◆ Task prompt
From the line with "The failure occurred" to the line with "PR #1961, opened 2026-06-12", retype every line exactly, including those two, and leave out the rest of the data below.

───── Material for this exercise ─────

PR #1956, opened 2026-06-12
fix(app-router): fold typeof window before resolution

james-elicx:
## Summary
- fold `typeof window` per Vite environment before Rolldown resolves imports
- remove statically unreachable `if (typeof window ...)` branches so server builds do not resolve browser-only conditional exports
- add a focused App Router production-build regression based on Next.js `test/e2e/app-dir/typeof-window/typeof-window.test.ts`

## Investigation
The requested path `test/e2e/app-dir/type-of-window/type-of-window.test.ts` does not exist in Next.js canary or the CI-pinned `v16.2.6`; the matching suite is `test/e2e/app-dir/typeof-window/typeof-window.test.ts`.

That upstream suite has `skipDeployment: true`, so the exact deploy manifest result is `outputSuites: 0` and no assertion runs in deploy mode. A clean equivalent fixture without the suite's corrupted tarball reproduced the vinext failure under Node 24:

```
"./browser" is not exported under the conditions ["module", "node", "production", "import"]
```

The failure occurred during the SSR build because Rolldown resolved a browser-only dynamic import guarded by `if (typeof window !== 'undefined')` before dead-code elimination.

## Tests
- `vp test run tests/type-of-window.test.ts tests/compiler-define.test.ts`
- `vp check tests/type-of-window.test.ts tests/compiler-define.test.ts packages/vinext/src/plugins/typeof-window.ts packages/vinext/src/index.ts`
- `vp run vinext#build`

### DIFF
--- a/packages/vinext/src/index.ts
+++ b/packages/vinext/src/index.ts
@@ -173,6 +173,7 @@ import { removeConsoleCalls } from "./plugins/remove-console.js";
 import { createImportMetaUrlPlugin } from "./plugins/import-meta-url.js";
 import { createRequireContextPlugin } from "./plugins/require-context.js";
 import { createWasmModuleImportPlugin } from "./plugins/wasm-module-import.js";
+import { replaceTypeofWindow } from "./plugins/typeof-window.js";
 import { hasMdxFiles } from "./utils/mdx-scan.js";
 import { scanPublicFileRoutes } from "./utils/public-routes.js";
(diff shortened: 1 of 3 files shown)


james-elicx:
Independent review found and fixed shadowed-window constant-folding cases and improved dead-branch removal/source-map fidelity. CI is rerunning on commit 0c071958.

PR #1961, opened 2026-06-12
fix(css): load local CommonJS PostCSS plugins

james-elicx:
## Summary
- preserve CommonJS semantics for local `.js` PostCSS plugins after `vinext init` adds `"type": "module"`
- retry those plugins through a temporary sibling `.cjs` module when ESM loading fails on `module`/`exports`/`require`
- port focused coverage from Next.js `css-modules-rsc-postcss` for CSS and SCSS modules

## Root cause
The upstream fixture uses `postcss.config.js` with `require.resolve('./plugin')`, where `plugin.js` is CommonJS. The deploy adapter runs `vinext init`, which adds `"type": "module"` and renames the config to `postcss.config.cjs`, but the referenced `plugin.js` remains unchanged. vinext's string-plugin resolver dynamically imported that file as ESM, failed on `module.exports`, returned no override, and Vite then rejected both string plugin entries (one failure for each CSS module import).

## Validation
- `vp check packages/vinext/src/plugins/postcss.ts tests/postcss-resolve.test.ts`
- `vp test run tests/postcss-resolve.test.ts` (15 passed)
- `vp run vinext#build`
- exact deploy fixture from `test/e2e/app-dir/css-modules-rsc-postcss/` builds and serves successfully
- local Chrome computed styles: `<p>` and `<span>` both `rgb(0, 128, 0)`

## Harness note
A fresh full Next.js canary preparation was attempted, but the unrelated monorepo build was OOM-killed with exit 137. The exact fixture was therefore exercised directly through `scripts/e2e-deploy.sh`; before the fix it reproduced the two `Invalid PostCSS Plugin found at: plugins[0]` failures, and after the fix both upstream browser assertions pass.

PPR/cache paths are intentionally untouched.

### DIFF
--- a/packages/vinext/src/plugins/postcss.ts
+++ b/packages/vinext/src/plugins/postcss.ts
@@ -1,27 +1,53 @@
 import path from "node:path";
 import fs from "node:fs";
 import { pathToFileURL } from "node:url";
-import { createRequire } from "node:module";
-import { randomUUID } from "node:crypto";
+import { createRequire, Module } from "node:module";
+
+type CommonJsModule = Module & {
+  _compile(content: string, filename: string): void;
+};
+
+const CommonJsModule = Module as typeof Module & {
+  _nodeModulePaths(from: string): string[];
+};
 
 function shouldRetryAsCommonJs(error: unknown, resolvedPath: string): boolean {
   return (
     resolvedPath.endsWith(".js") &&
-    error instanceof ReferenceError &&
-    /(?:module|exports|require) is not defined in ES module scope/.test(error.message)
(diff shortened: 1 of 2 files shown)


james-elicx:
Independent review replaced unsafe temporary plugin copies with in-memory CommonJS compilation and added symlink/read-only/cleanup coverage. CI is rerunning on a709b6a7.

james-elicx:
The smoke failure was isolated to Hacker News preview availability (HTTP 000000); all other 12 checks passed. Failed deployment/smoke jobs rerun requested.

─────

◆ Expected answer
The failure occurred during the SSR build because Rolldown resolved a browser-only dynamic import guarded by `if (typeof window !== 'undefined')` before dead-code elimination.

## Tests
- `vp test run tests/type-of-window.test.ts tests/compiler-define.test.ts`
- `vp check tests/type-of-window.test.ts tests/compiler-define.test.ts packages/vinext/src/plugins/typeof-window.ts packages/vinext/src/index.ts`
- `vp run vinext#build`

### DIFF
--- a/packages/vinext/src/index.ts
+++ b/packages/vinext/src/index.ts
@@ -173,6 +173,7 @@ import { removeConsoleCalls } from "./plugins/remove-console.js";
 import { createImportMetaUrlPlugin } from "./plugins/import-meta-url.js";
 import { createRequireContextPlugin } from "./plugins/require-context.js";
 import { createWasmModuleImportPlugin } from "./plugins/wasm-module-import.js";
+import { replaceTypeofWindow } from "./plugins/typeof-window.js";
 import { hasMdxFiles } from "./utils/mdx-scan.js";
 import { scanPublicFileRoutes } from "./utils/public-routes.js";
(diff shortened: 1 of 3 files shown)


james-elicx:
Independent review found and fixed shadowed-window constant-folding cases and improved dead-branch removal/source-map fidelity. CI is rerunning on commit 0c071958.

PR #1961, opened 2026-06-12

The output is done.